Il y a mille combines pour dribbler son monde, mais la principale de la journée tourne autour de la cartographie. De la même façon que l’on se revendait sous la table des saloons du Klondike en 1896 des noms de ruisseaux sur la carte, on se vend en 2023 sous le turban des points GPS de fortes teneurs en or dans la roche. Sur son portable, Nagi Chourfa montre une application où sont répertoriés des dizaines de coordonnées. Dans sa galerie photo, les clichés de documents géologiques qu’il a acquis. Car la géographie de Tamaya a longtemps fait saliver les fiévreux : elle fait partie d’un immense terrain où l’un des leaders mondiaux de l’or, l’entreprise canadienne Kinross, a fait de la prospection il y a quelques années. Propriétaires de l’une des principales mines industrielles d’or d’Afrique de l’Ouest, Tasiast, à une vingtaine de kilomètres de là, les Canadiens ont trouvé de l’or à Tamaya mais n’ont jamais transformé le permis de prospection en exploitation. Le bruit a cependant couru, mais les autorités, qui ont longtemps gardé espoir dans la possibilité d’une implantation industrielle, ont interdit aux particuliers d’y creuser. Ceux qui s’y sont risqués ont été embastillés. Quand Nouakchott a finalement décidé d’ouvrir ce terrain aux petites mains artisanales, les données de prospection détenues par les géologues de Kinross sont devenues précieuses.
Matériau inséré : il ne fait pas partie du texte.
PR #13416, opened 2020-11-18
Fix duplicate media upload issue

### LINKED ISSUE #11722: Image uploads multiple times even after it is uploaded once
### Expected behavior
If I accidentally close the app while an image is uploading, the app should attempt to upload the image on next re-launch. Once uploaded there shouldn't be any further attempt.

### Actual behavior
If I accidentally close the app while an image is uploading, the app attempts to upload the image on next re-launch. Once uploaded, the app re-attempts to upload that image on next relaunch resulting in multiple images upload.

[Link to video](https://www.dropbox.com/s/0gs943y1tizkafa/Screen%20Recording%202020-04-22%20at%201.22.13%20PM.mov?dl=0)

ashiagr:
Fixes #11722

This PR removes media in `MediaUploadState.UPLOADED` state from the list of (to be uploaded) media received in the `UploadService` on app restart.

#### Findings

When a media is uploaded for a post and the app is restarted, sometimes `UploadService` receives an intent that contains the original media in the `MediaUploadState.QUEUED` state. The app start re-uploading it as it is still not in the `MediaUploadState.UPLOADED` state.
This results in duplicate media in the site's Media section while the post still contains only the original image. 

https://cloudup.com/i05aJ0_x9nd

|Timestamp | Description |
|------------|-------------|
|`00:19 - 00:23` | Image is uploaded  |
|`00:23 - 00:27` | App is killed  |
|`00:32 - 00:36` | App starts re-uploading the image on relaunch |
|`00:51` | Media section displays duplicate images |

#### Solution

Media received in the `UploadService` intent is now reloaded from the DB to check the latest upload status and if found in the `MediaUploadState.UPLOADED` state, it is removed from the (to be uploaded) media list.

#### To test

- Launch the app
- Upload an image on a post using the Gutenberg editor
- After upload completes, wait for few seconds and kill the app
- Restart the app 
- Notice that uploading arrow is not shown in the status bar
- Go to media browser for the site
- Notice that it contains no unneeded duplicate images 

PR submission checklist:

### DIFF
--- a/WordPress/src/main/java/org/wordpress/android/ui/uploads/UploadService.java
+++ b/WordPress/src/main/java/org/wordpress/android/ui/uploads/UploadService.java
@@ -205,15 +205,18 @@ public class UploadService extends Service {
             // if this media belongs to some post, register such Post
             registerPostModelsForMedia(mediaList, intent.getBooleanExtra(KEY_SHOULD_RETRY, false));
 
-            ArrayList<MediaModel> toBeUploadedMediaList = new ArrayList<>(mediaList);
+            ArrayList<MediaModel> toBeUploadedMediaList = new ArrayList<>();
             for (MediaModel media : mediaList) {
-                // Reload media and if already uploaded, remove it from the media list to be uploaded
                 MediaModel localMedia = mMediaStore.getMediaWithLocalId(media.getId());
-                if (localMedia != null
-                    && MediaUploadState.fromString(localMedia.getUploadState()) == MediaUploadState.UPLOADED) {
-                    toBeUploadedMediaList.remove(media);
-                    continue;
+                boolean notUploadedYet = localMedia != null
+                                         && MediaUploadState.fromString(localMedia.getUploadState())
+                                            != MediaUploadState.UPLOADED;
+                if (notUploadedYet) {
+                    toBeUploadedMediaList.add(localMedia);
                 }
+            }
+
+            for (MediaModel media : toBeUploadedMediaList) {
                 mMediaUploadHandler.upload(media);
             }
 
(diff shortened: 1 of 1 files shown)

Et puis il y a les rumeurs qui circulent : que certains dignitaires de l’État auraient aussi des points GPS…
« Certains employés de Kinross ont commencé à revendre des coordonnées GPS, des profondeurs aurifères… La base de données de Tasiast a été distribuée », explique un employé de Maaden, tenu à l’anonymat. « Et puis il y a les rumeurs qui circulent : que certains dignitaires de l’État auraient aussi des points GPS… », dit-il. Officiellement, c’est motus et bouche cousue. Dans la région, les non-dits racontent souvent plus que les prises de parole publiques. Alors on annonce autre chose : « J’ai l’œil pour voir l’or affleurer », avance l’un. « L’or ? Je le sens », prétend un autre. Au royaume de la gentille hypocrisie, personne n’est dupe : les coordonnées GPS sont reines.
Les premiers chanceux du casino halal n’ont pas mangé de ce pain ; ils sont les bienheureux de Tamaya, ceux qui vont faire rêver 40 000 personnes pendant des semaines. Au premier soir, ils étaient deux à avoir trouvé de l’or sur le nouveau site. Ils sont les premiers, les nés coiffés dont on parle jusqu’aux cafés de Nouakchott. On a trouvé de l’or à Tamaya. Les deux hommes, dont l’anonymat renforcera le mythe, ont découvert le métal précieux dans la nuit du mardi au mercredi. Le premier, avec un détecteur de métaux, sur le site de l’ange de la mort, Azraïl : 85 petits grammes qui suffiront à lui assurer la rentabilité de sa venue. Un autre quelques heures plus tard, quand la lune était haute, avec sa pioche : à un mètre de profondeur seulement, il a trouvé de la roche « arrosée d’or », comme on dit ici. Des centaines de personnes se sont attroupées malgré l’heure tardive, le business a repris le dessus. Les propositions ont plu. La plus intéressante ? Un 4x4 Toyota V8 Prado et 6 millions d’ouguiyas (environ 14 500 euros) pour acheter le futur puits, sans aucune certitude qu’il soit intéressant. Le chanceux du soir a tout refusé, sûr de sa bonne étoile.